*ASSIGNMENT*. When you reach the line containing "--- a/reana_server/rest/users.py" in the entries below, start writing out each line exactly, and stop after the line containing "diegodelemos: There is".

Top of EXCERPTED RECORDS

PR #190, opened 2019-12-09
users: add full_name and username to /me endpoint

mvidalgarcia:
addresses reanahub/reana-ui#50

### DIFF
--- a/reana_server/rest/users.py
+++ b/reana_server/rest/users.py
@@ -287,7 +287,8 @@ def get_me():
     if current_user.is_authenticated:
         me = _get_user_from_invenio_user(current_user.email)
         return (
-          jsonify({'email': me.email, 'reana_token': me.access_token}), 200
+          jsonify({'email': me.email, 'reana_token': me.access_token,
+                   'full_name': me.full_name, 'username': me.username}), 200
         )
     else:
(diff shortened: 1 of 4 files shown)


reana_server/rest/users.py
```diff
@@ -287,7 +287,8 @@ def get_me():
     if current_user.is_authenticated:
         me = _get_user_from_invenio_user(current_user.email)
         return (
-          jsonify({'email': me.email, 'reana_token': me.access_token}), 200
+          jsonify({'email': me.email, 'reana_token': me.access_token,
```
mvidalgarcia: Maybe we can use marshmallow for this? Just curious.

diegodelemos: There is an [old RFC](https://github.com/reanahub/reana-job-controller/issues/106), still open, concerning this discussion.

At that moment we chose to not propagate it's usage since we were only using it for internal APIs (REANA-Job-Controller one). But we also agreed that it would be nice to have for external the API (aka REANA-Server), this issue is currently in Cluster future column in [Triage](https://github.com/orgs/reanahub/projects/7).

Bottom of EXCERPTED RECORDS
Top of EXCERPTED RECORDS

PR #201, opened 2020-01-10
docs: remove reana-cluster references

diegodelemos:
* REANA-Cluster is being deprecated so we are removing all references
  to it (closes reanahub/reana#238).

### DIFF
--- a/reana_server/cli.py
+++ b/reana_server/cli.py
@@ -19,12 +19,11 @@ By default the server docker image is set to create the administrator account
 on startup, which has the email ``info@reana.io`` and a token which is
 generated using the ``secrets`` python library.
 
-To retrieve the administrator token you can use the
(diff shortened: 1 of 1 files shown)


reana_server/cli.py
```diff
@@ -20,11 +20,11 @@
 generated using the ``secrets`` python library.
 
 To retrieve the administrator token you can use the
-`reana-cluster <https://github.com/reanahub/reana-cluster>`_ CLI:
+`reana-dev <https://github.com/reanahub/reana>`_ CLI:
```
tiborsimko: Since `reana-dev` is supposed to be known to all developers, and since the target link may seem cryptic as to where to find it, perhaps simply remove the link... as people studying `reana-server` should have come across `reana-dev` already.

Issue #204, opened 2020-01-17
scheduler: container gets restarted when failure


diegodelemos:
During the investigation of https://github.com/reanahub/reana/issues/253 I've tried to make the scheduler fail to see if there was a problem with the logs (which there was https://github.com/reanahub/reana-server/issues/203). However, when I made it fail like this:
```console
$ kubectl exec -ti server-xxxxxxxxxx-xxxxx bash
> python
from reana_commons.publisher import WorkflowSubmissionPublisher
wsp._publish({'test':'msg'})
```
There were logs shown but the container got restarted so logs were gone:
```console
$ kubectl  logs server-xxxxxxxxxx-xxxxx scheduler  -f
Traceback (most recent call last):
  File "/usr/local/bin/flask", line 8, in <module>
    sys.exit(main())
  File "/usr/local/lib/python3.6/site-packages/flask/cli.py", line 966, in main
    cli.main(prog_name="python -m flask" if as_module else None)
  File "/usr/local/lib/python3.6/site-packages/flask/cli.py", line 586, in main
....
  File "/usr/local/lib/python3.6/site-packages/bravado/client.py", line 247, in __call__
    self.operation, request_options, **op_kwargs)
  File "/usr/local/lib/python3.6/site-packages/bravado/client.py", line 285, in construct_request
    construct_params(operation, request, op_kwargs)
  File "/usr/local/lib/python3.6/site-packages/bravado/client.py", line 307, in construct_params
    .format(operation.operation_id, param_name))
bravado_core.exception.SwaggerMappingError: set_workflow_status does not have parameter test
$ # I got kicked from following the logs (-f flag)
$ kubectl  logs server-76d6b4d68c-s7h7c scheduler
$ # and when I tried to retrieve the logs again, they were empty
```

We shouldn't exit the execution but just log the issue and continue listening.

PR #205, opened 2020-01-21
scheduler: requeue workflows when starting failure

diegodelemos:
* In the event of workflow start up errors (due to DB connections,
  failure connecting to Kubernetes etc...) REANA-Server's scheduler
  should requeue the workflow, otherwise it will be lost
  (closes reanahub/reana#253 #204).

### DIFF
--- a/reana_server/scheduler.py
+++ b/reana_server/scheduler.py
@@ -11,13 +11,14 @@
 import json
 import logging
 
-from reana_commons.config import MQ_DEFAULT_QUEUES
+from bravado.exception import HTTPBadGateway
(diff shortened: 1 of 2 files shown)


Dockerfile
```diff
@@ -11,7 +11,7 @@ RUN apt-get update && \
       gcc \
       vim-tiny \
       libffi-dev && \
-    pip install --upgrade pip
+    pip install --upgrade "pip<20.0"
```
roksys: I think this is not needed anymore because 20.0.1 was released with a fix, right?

Bottom of EXCERPTED RECORDS

*RESULT OF THE EXERCISE*.
--- a/reana_server/rest/users.py
+++ b/reana_server/rest/users.py
@@ -287,7 +287,8 @@ def get_me():
     if current_user.is_authenticated:
         me = _get_user_from_invenio_user(current_user.email)
         return (
-          jsonify({'email': me.email, 'reana_token': me.access_token}), 200
+          jsonify({'email': me.email, 'reana_token': me.access_token,
+                   'full_name': me.full_name, 'username': me.username}), 200
         )
     else:
(diff shortened: 1 of 4 files shown)


reana_server/rest/users.py
```diff
@@ -287,7 +287,8 @@ def get_me():
     if current_user.is_authenticated:
         me = _get_user_from_invenio_user(current_user.email)
         return (
-          jsonify({'email': me.email, 'reana_token': me.access_token}), 200
+          jsonify({'email': me.email, 'reana_token': me.access_token,
```
mvidalgarcia: Maybe we can use marshmallow for this? Just curious.

diegodelemos: There is an [old RFC](https://github.com/reanahub/reana-job-controller/issues/106), still open, concerning this discussion.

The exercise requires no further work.